═════ Input data
PR #100, opened 2019-09-19
changing Results impl using java interfaces instead than concrete imp…

jesinity:
I have slightly changed the signature of  `Results` class, exposing java interfaces (Map,List) rather than concrete impl (HashMap, ArrayList).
══════════
**Exercise instructions**
Would you reproduce the whole listing above, word for word?

**Answer section**
PR #100, opened 2019-09-19
changing Results impl using java interfaces instead than concrete imp…

jesinity:
I have slightly changed the signature of  `Results` class, exposing java interfaces (Map,List) rather than concrete impl (HashMap, ArrayList).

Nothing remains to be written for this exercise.